> _Exercise brief_
For this exercise, reproduce the entries below exactly, but only from the line containing "Wonder if there's" through the line containing "It's a difficult", both included.

== Record extracts ==

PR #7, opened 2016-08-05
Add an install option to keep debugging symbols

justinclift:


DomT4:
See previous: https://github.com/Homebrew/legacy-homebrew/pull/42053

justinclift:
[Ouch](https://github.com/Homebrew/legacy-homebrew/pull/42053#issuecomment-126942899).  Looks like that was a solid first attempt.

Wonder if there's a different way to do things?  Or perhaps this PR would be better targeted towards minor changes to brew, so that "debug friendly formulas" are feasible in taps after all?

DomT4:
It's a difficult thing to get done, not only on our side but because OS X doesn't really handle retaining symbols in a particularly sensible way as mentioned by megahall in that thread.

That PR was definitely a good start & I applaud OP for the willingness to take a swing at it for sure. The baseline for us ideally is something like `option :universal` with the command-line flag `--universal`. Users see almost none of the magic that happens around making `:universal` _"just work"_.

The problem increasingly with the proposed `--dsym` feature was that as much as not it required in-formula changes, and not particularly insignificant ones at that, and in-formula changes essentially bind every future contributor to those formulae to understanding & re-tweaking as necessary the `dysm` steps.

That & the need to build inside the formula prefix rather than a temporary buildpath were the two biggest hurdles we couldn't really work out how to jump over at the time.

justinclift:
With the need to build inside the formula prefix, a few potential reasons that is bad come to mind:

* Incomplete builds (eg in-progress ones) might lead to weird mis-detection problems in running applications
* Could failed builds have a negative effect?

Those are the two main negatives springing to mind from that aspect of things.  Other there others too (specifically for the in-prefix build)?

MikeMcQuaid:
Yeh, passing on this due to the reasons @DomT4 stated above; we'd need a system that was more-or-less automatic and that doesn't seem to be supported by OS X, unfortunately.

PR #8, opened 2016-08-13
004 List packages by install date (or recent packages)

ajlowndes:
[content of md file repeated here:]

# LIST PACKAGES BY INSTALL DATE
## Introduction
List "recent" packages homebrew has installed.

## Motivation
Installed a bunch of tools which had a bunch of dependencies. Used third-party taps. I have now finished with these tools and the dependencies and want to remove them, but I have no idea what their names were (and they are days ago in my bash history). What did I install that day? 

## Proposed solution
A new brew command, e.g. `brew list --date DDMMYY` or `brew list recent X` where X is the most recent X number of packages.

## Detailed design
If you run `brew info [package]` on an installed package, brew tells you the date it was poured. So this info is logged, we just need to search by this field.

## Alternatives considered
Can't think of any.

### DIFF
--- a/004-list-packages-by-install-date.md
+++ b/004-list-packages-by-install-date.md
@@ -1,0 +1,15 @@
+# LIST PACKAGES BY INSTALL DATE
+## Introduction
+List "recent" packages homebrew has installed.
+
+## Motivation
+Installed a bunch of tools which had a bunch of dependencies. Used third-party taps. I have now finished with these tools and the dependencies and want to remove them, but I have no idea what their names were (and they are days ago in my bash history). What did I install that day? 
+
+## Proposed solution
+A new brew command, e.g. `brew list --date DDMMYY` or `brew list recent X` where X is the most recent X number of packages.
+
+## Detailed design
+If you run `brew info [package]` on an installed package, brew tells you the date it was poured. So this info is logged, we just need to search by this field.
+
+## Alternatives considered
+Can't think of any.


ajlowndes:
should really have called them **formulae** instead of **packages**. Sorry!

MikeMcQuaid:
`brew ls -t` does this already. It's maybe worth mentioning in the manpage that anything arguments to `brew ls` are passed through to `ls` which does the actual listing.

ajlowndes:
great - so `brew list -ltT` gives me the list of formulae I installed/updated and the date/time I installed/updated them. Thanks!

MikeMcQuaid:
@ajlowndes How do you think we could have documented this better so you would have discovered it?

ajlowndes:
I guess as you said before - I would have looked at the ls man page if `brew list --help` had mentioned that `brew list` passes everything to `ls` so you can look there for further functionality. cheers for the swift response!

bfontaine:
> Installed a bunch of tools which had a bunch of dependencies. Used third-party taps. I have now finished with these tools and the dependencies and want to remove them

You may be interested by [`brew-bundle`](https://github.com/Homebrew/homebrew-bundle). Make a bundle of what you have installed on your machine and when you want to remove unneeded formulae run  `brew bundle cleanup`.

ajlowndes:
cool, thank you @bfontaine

===

> _Answer space_
Wonder if there's a different way to do things?  Or perhaps this PR would be better targeted towards minor changes to brew, so that "debug friendly formulas" are feasible in taps after all?

DomT4:
It's a difficult thing to get done, not only on our side but because OS X doesn't really handle retaining symbols in a particularly sensible way as mentioned by megahall in that thread.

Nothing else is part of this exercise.